Anderson presents the novel in a first-person narrative through the perspective of Titus. Significant to Anderson's narrative agenda, Titus is often presented as an unlikeable and unpredictable character. The reader is positioned to feel as though they can not rely on Titus's view of the world, as it is often skewed by media, friends, family, and temporarily by Violet.[3] Titus's perspective also plays an important role in explaining the conditions of society—he speaks in the contemporary vernacular, expresses apathy towards the political events, and detests learning anything beyond what is required of him in School™.

Another characteristic of Anderson's writing in Feed is his ability to create authentic adolescent voices. Through this sometimes humorous technique, Anderson critiques the negative effects of a loss of independent thought in terms of the character's deteriorating morality.[5]

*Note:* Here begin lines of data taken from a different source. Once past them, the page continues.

PR #77, opened 2026-08-02
fix(background): wallpaper goes blank after a transition on GL 2.1 (#70)

XephyLon:
Fixes #70.

## Problem
Changing the wallpaper played the transition animation, then the desktop went **permanently blank** (reporter on Fedora, OpenGL 2.1-class GPU). Logs showed the transition fragment shader failing to compile, retrying forever.

## Root cause
The "melt" transition is the **Doom** screen-wipe. Qt's RHI cross-compiles the baked shader to the **GLSL ES 1.00 (`#version 100`)** profile on GL 2.1 backends, which forbids two constructs the Doom shader used:
- a global `const int _45[256]` lookup table → `error C7516` / `C7553`
- a bitwise `int & 255` → `error C7548` (needs `GL_EXT_gpu_shader4`)

So the `ShaderEffect` never compiled; because the plain wallpaper `Image` is hidden while a transition is configured, the desktop stayed blank.

## Fix
- **`Doom.frag` + `Doom.frag.qsb`** — replaced the `const int[256]` table with equivalent procedural value-noise (hashed lattice + smoothstep), normalized to the original `[1.0, 2.0]` offset range; replaced `& 255` with `mod(…, 256.0)`. Rebaked the `.qsb` (`qsb --glsl "100es,120,150" --hlsl 50 --msl 12`). *Only `.qsb` artifacts were previously committed — I reconstructed `Doom.frag` in the same `#version 440` form as `Peel.frag` so the tracked source now matches the artifact.*
- **`Background.qml`** — graceful fallback: on `ShaderEffect.Error`, settle the transition and reveal the plain wallpaper instead of blank output. Additive; render path is byte-identical when shaders compile.

## Testing
- Dumped the rebaked GLSL ES 1.00 variant: **zero** `const int` / `int[` / `[256]` / bitwise `&`; only ES-1.00-valid builtins remain — directly eliminating all three errors.
- Scanned every other transition `.qsb` (circle, circlePit, circleSelect, magic, Peel, transition, pixelate, stripes) — none had the offending constructs, so Doom was the only affected shader.
- `qmllint` clean on `Background.qml` (module-resolution warnings only).

## Notes for review
- The melt is now a close **approximation** of the Doom column pattern (timing/push-range/character preserved, not the byte-exact 256-entry curve).
- Not live-verified from an isolated worktree — a real switch on the primary checkout (ideally on the reporter's GL 2.1) is the final check, especially the fallback's visibility bindings.

PR #78, opened 2026-08-02
fix(bar): closing hover popup no longer paints over its neighbour (#71)

### LINKED ISSUE #71: entry of tooltip looks bad if there was one active before
### Step 1. Before you submit

- [x] I have read the [Troubleshooting](https://ii.clsty.link/en/ii-qs/04troubleshooting/) and [Usage](https://ii.clsty.link/en/ii-qs/02usage/) pages.
- [x] I've successfully updated to the latest version following the [guidance](https://ii.clsty.link/en/ii-qs/01setup/#updating).
- [x] I've successfully updated the system packages to the latest.
- [ ] I've ticked the checkboxes without reading their contents

### Step 2. Quick diagnose info

...

### Step 3. Describe the issue

When you have for example the clock and the weather widget besides each other and you hover over the first one, the tooltip appears cleanly. But when you then move your cursor to the second widget, the entry of the new tooltip / exit of the old tooltip seem to clip / overlay in an ugly way: The new widget appears in front of the old one, but then the old one starts the exit animation and for the time of that animation, it is on top of the new tooltip.

### Reminder

- [x] I agree that it's usually impossible for others to help me without my logs.

XephyLon:
Fixes #71.

## Problem
With two adjacent bar widgets (e.g. clock + weather), hovering the first then sweeping to the second made the **old tooltip's exit** render on top of the **new tooltip's entry** for the duration of the close animation.

## Root cause
The bar hover popups are each their own **layer-shell surface** (`StyledPopup.qml` → `PanelWindow`, `WlrLayer.Overlay`), not sibling `Item`s. Each has a 180 ms hover-hold grace period so you can move onto a popup without it vanishing. Moving clock→weather opens the new popup immediately while the old one lingers for up to 180 ms; both are ~340 px wide and centred under adjacent widgets, so they overlap — and same-layer wlr surfaces resolve overlap by **stacking order, not activeness**, so the lingering one can cover the new one. A `z` fix doesn't apply (independent Wayland surfaces).

## Fix
Temporal, not stacking. New shared slot `GlobalStates.activeBarPopup`:
- When a popup's target widget is hovered, it claims the slot.
- A `Connections` on the slot makes any *other* popup that is only lingering (`hoverHeld && !targetHovered && !popupHovered`, and not pinned) stop its timer and close immediately — in the same event-loop turn, before the next frame — so the two are never mapped simultaneously.

Lives in the one shared `StyledPopup`, so every bar hover popup benefits. Intra-popup travel (widget → its own popup) and pinned/interactive popups are unaffected.

## Testing
- Repo suite `dots/.config/quickshell/imi/tests/run_tests.sh`: **200 passed, 0 failed** (includes the QML import linter + shared-widget contract tests).
- Traced both repro chains (ClockWidget/WeatherBar → …Popup → StyledPopup) to confirm they share the widget.

## Note for review
Couldn't hot-reload the live shell from the worktree — please do one live confirmation: hover clock, sweep to weather and back (old popup no longer flashes on top), and confirm a pinned popup still stays open when a neighbour is hovered.

### DIFF
--- a/dots/.config/quickshell/imi/GlobalStates.qml
+++ b/dots/.config/quickshell/imi/GlobalStates.qml
@@ -46,6 +46,11 @@ Singleton {
     property real desktopMenuX: 0
     property real desktopMenuY: 0
     property string wallpaperSelectorTarget: "wallpaper"
+    // The bar hover popup (StyledPopup) whose target widget is currently
+    // hovered. Adjacent bar popups are separate layer-shell surfaces, so a
+    // lingering one can paint over a newly opened neighbour; each popup watches
+    // this so the previous one closes at once instead of overlapping the new one.
+    property var activeBarPopup: null
     property bool dropShelfOpen: false
     property real dropShelfX: 0
     property real dropShelfY: 0
--- a/dots/.config/quickshell/imi/modules/common/widgets/StyledPopup.qml
+++ b/dots/.config/quickshell/imi/modules/common/widgets/StyledPopup.qml
@@ -1,3 +1,4 @@
+import qs
 import qs.modules.common
 import qs.modules.common.widgets
 import qs.modules.common.functions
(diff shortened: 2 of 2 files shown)


XephyLon:

XephyLon:
Added a CHANGELOG `### Fixed` entry (`183107b`) so the fix shows up in `setup exp-update`'s What's New.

In addition, the story's narrative interrupts the text with commercials for consumer products, Feedcasts, pop songs, and news snippets. The constant media/consumerist presence positions readers to analyze how adolescents are exposed to consumerism.[3] Eventually, Anderson alludes to America being fired upon with nuclear weapons by the Global Alliance for its industrial crimes. This element lends to the apathetic characterization of the teens in the novel as well as causes the reader to question the moral complexities to understanding a consumerist, globalized world.[3]